*** Opening Given material ***

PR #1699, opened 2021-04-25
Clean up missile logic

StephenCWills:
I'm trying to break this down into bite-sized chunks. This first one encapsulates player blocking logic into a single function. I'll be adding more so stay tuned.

*** Closing Given material ***

- Goal of the exercise: Print the material in full. Keep it exactly as it is.

- Expected answer:
PR #1699, opened 2021-04-25
Clean up missile logic

StephenCWills:
I'm trying to break this down into bite-sized chunks. This first one encapsulates player blocking logic into a single function. I'll be adding more so stay tuned.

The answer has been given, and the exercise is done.